Als ersten "Schuss vor den Bug" bezeichnete Dr. Hammerstingl Berichte aus Japan über letale Blutungen unter Dabigatran, was sich aber bei näherem Hinsehen mit einem falschen Einsatz der Substanz erklärte – nämlich bei Patienten mit relevanter Niereninsuffizienz. Per Rote Hand Brief informierte der Hersteller nachdrücklich über die Kontraindikation bei Kreatininclearance < 30 ml/min.

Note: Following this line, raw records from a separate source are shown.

PR #1732, opened 2021-05-15
Bugfixes for abstract tables

mringler:
I want to mark a table abstract, since it is only used for inheritance:
```xml
<table name="person" skipSql="true" abstract="true">...</table>
```
But the classes built from that schema have errors in them. Marking a table abstract seems to do exactly two things, both cause errors with PHP.

Current behavior 1: The user model class is set to abstract
Introduced problem: The query class is still set to instantiate objects from a now abstract class, which is not allowed
Proposed solution: If table is abstract, calling methods that usually create instances (`findPkSimple()`) throw an exception (unless when the table uses  concrete_inheritance, which creates instances from other classes).

Current behavior 2:  In the table map, set `OM_CLASS` to empty string and make the function `getOMClass()` abstract
Introduced problem: The table map class is not declared abstract, so it is not allowed to use abstract methods
Proposed solution: Instead of making it abstract, let the method throw an exception

On the way, I also did some housecleaning (mostly removal of unused variables).

### DIFF
--- a/src/Propel/Generator/Builder/Om/QueryBuilder.php
+++ b/src/Propel/Generator/Builder/Om/QueryBuilder.php
@@ -67,8 +67,16 @@ class QueryBuilder extends AbstractOMBuilder
     public function getParentClass()
     {
         $parentClass = $this->getBehaviorContent('parentClass');
+        if ($parentClass) {
+            return $parentClass;
+        }
 
-        return $parentClass === null ? ($this->getTable()->getBaseQueryClass() != '' ? $this->getTable()->getBaseQueryClass() : 'ModelCriteria') : $parentClass;
+        $baseQueryClass = $this->getTable()->getBaseQueryClass();
+        if ($baseQueryClass) {
+            return $baseQueryClass;
+        }
+
+        return 'ModelCriteria';
     }
 
     /**
@@ -627,10 +635,9 @@ abstract class " . $this->getUnqualifiedClassName() . ' extends ' . $parentClass
             return null;
         }";
         if ($table->hasCompositePrimaryKey()) {
-            $pks = [];
-            foreach ($table->getPrimaryKey() as $index => $column) {
-                $pks[] = "\$key[$index]";
-            }
+            $numberOfPks = count($table->getPrimaryKey());
+            $pkIndexes = range(0, $numberOfPks - 1);
+            $pks = preg_filter('/(\d+)/', '$key[${1}]', $pkIndexes); // put ids into "$key[]"
         } else {
             $pks = '$key';
         }
@@ -672,6 +679,19 @@ abstract class " . $this->getUnqualifiedClassName() . ' extends ' . $parentClass
 
         // this method is not needed if the table has no primary key
         if (!$table->hasPrimaryKey()) {
+            return;
+        }
+
+        $usesConcreteInheritance = $table->usesConcreteInheritance();
+        if ($table->isAbstract() && !$usesConcreteInheritance) {
+            $tableName = $table->getPhpName();
+            $script .= "
+    protected function findPkSimple(\$key, ConnectionInterface \$con)
+    {
+        throw new PropelException('$tableName is declared abstract, you cannot query it.');
+    }
+";
+
             return;
         }
 
@@ -741,7 +761,7 @@ abstract class " . $this->getUnqualifiedClassName() . ' extends ' . $parentClass
         \$obj = null;
         if (\$row = \$stmt->fetch(\PDO::FETCH_NUM)) {";
 
-        if ($table->getChildrenColumn()) {
+        if ($usesConcreteInheritance) {
             $script .= "
             \$cls = {$tableMapClassName}::getOMClass(\$row, 0, false);
             /** @var $ARClassName \$obj */
@@ -1224,7 +1244,6 @@ abstract class " . $this->getUnqualifiedClassName() . ' extends ' . $parentClass
      */
     protected function addFilterByArrayCol(&$script, Column $col)
     {
-        $colPhpName = $col->getPhpName();
         $singularPhpName = $col->getPhpSingularName();
         $colName = $col->getName();
         $variableName = $col->getCamelCaseName();
@@ -1306,7 +1325,6 @@ abstract class " . $this->getUnqualifiedClassName() . ' extends ' . $parentClass
             '\Propel\Runtime\Collection\ObjectCollection',
             '\Propel\Runtime\Exception\PropelException'
         );
-        $table = $this->getTable();
         $queryClass = $this->getQueryClassName();
         $fkTable = $fk->getForeignTable();
         $fkStubObjectBuilder = $this->getNewStubObjectBuilder($fkTable);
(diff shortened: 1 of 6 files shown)


tests/Propel/Tests/Generator/Builder/Om/QueryBuilderTest.php
```diff
@@ -1389,4 +1393,82 @@ public function testPruneCompositeKey()
...
+{
+    /**
+     * Build a TestableQueryBuilder for a table given in schema xml format.
+     *
+     * @param string $schemaXml
+     * @param string $tableName
+     *
+     * @return self
+     */
+    public static function forTableFromXml(string $schemaXml, string $tableName): self
```
dereuromark, line 1448: self and static (return) types should be removed. They should be documented only.

tests/Propel/Tests/Generator/Builder/Om/QueryBuilderTest.php
```diff
@@ -1389,4 +1390,44 @@ public function testPruneCompositeKey()
...
+
+    /**
+     * @return void
+     */
+    public function testFindPkSimpleIsAbstractWhenTableIsAbstract(): void
+    {
+        $databaseXml = '
+<database>
+    <table name="my_table" abstract="true">
+        <column name="id" type="integer" primaryKey="true" />
```
dereuromark, line 1402: Let's use the consistent version without trailing space.
```suggestion
        <column name="id" type="integer" primaryKey="true"/>
```

dereuromark (approved):

tests/Propel/Tests/Generator/Builder/Om/TestableQueryBuilder.php
```diff
@@ -0,0 +1,55 @@
...
+     * @param string $tableName
+     *
+     * @return self
+     */
+    public static function forTableFromXml(string $schemaXml, string $tableName): self
+    {
+        $reader = new SchemaReader();
+        $schema = $reader->parseString($schemaXml);
+        $table = $schema->getDatabase()->getTable($tableName);
+        $builder = new TestableQueryBuilder($table);
```
dereuromark, line 34: I am surprised this isnt found by cs sniffer as `self` usage requirement.

tests/Propel/Tests/Generator/Builder/Om/QueryBuilderTest.php
mringler: Oh, the code sniffer actually changed the return type from `TestableQueryBuilder` to `self`, and now does not complain anymore. Do you still want me to change it?

I moved the class into its own file. While doing so, I found that there already is a file that collects other classes used in the test file (`QueryBuilderTestClasses.php`). I think I have seen this pattern in other tests as well. The folder has 40 files now, which makes it all too easy to overlook something like this.
Note that autoloading classes that extend Bookstore will cause CI to fail during agnostic tests. I think it is because the fixtures are not generated. Those files have to be included manually. So autoloading is not a general solution, or needs at least needs an update of how CI works.

tests/Propel/Tests/Generator/Builder/Om/QueryBuilderTest.php
mringler: Ok

tests/Propel/Tests/Generator/Builder/Om/TestableQueryBuilder.php
mringler: I am not sure how many PHP developers know the difference between `self` and `static`, so the sniffer probably doesn't want them to accidentally introduce errors?

mringler:
I missed that the query model class stub has to be declared abstract as well, when the `findPkSimple()` method is declared abstract.
Makes sense too. If you cannot instantiate the table objects directly, neither can you instantiate the query directly.
The test case for this is pretty annoying, but what can you do.

src/Propel/Generator/Model/Table.php
```diff
@@ -801,6 +801,16 @@ public function getChildrenColumn()
...
     }
 
+    /**
+     * Checks whether the table uses concrete inheritance
+     *
+     * @return bool
+     */
+    public function usesConcreteInheritance(): bool
+    {
+        return ($this->inheritanceColumn !== null);
```
asaulenko, line 811: There's no need for brackets here.

dereuromark: I also dont think it hurts too much. A code sniffer some day could auto assert these things.

src/Propel/Generator/Builder/Om/QueryBuilder.php
```diff
@@ -67,8 +67,16 @@ public function getUnprefixedClassName()
     public function getParentClass()
     {
         $parentClass = $this->getBehaviorContent('parentClass');
+        if ($parentClass !== null) {
+            return $parentClass;
+        }
+
+        $baseQueryClass = $this->getTable()->getBaseQueryClass();
+        if ($baseQueryClass != '') {
```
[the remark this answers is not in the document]
mringler: I don't know, can we? This is how it was in the original statement.
I think $baseQueryClass can be null, too, in which case, no, we cannot make this comparison strict.
I can replace it with `if ($baseQueryClass) {`, if you are sure that nothing breaks?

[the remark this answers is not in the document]
dereuromark: All those `!= ''` are sure some code smells, as `if(...)` would definitely replace it with the same (falsely) meaning.

src/Propel/Generator/Model/Table.php
mringler: @asaulenko I am aware that PHP does not need brackets around expressions. Do you believe this has serious negative impact?

src/Propel/Generator/Builder/Om/QueryBuilder.php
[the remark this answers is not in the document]
mringler: Please check the updated version

src/Propel/Generator/Builder/Om/QueryBuilder.php
```diff
@@ -627,10 +635,9 @@ public function findPk(\$key, ConnectionInterface \$con = null)
             return null;
         }";
         if ($table->hasCompositePrimaryKey()) {
-            $pks = [];
-            foreach ($table->getPrimaryKey() as $index => $column) {
-                $pks[] = "\$key[$index]";
-            }
+            $numberOfPks = count($table->getPrimaryKey());
+            $pkIndexes = range(0, $numberOfPks - 1);
+            $pks = preg_filter('/(\d+)/', '$key[${1}]', $pkIndexes); // put ids into "$key[]"
```
gechetspr, line 640: Well, this is pretty cool :)
I've compared it with regular foreach loop and it's really faster

gechetspr (approved):

src/Propel/Generator/Builder/Om/QueryBuilder.php
mringler: Nice! I read on stackoverflow, that it is faster, but was too lazy to test (I changed it because I find it more readable).
And now I know it really is faster. Thanks!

Gibt es Möglichkeiten zum Gerinnungs-Monitoring?

Mittlerweile wünschen sich viele Kollegen doch auch Möglichkeiten zum Monitoring. Bei Dabigatran ginge das mit einem einfachen Gerinnungstest (aPPT): "Wenn der normal ausfällt ist eine Überantikoagulation mit Dabigatran quasi ausgeschlossen. Was Faktor Xa Inhibitoren angeht, könnte man theoretisch die Faktor Xa-Aktivität heranziehen. Wenn keine schwere Blutung, muss man aber nicht monitoren, so der Experte: "Man setzt ab, wartet ein paar Tage bis die Blutungsneigung vorbei ist und behandelt dann weiter." Insgesamt seien Blutungsnotfälle unter NOAKs extrem selten.

Quelle : Cardio-Refresher 2013 von Weiter- und Fortbildungsakadamie der DGK (Deutsche Gesellschaft für Kardiologie – Herz- und Kreislaufforschung e.V.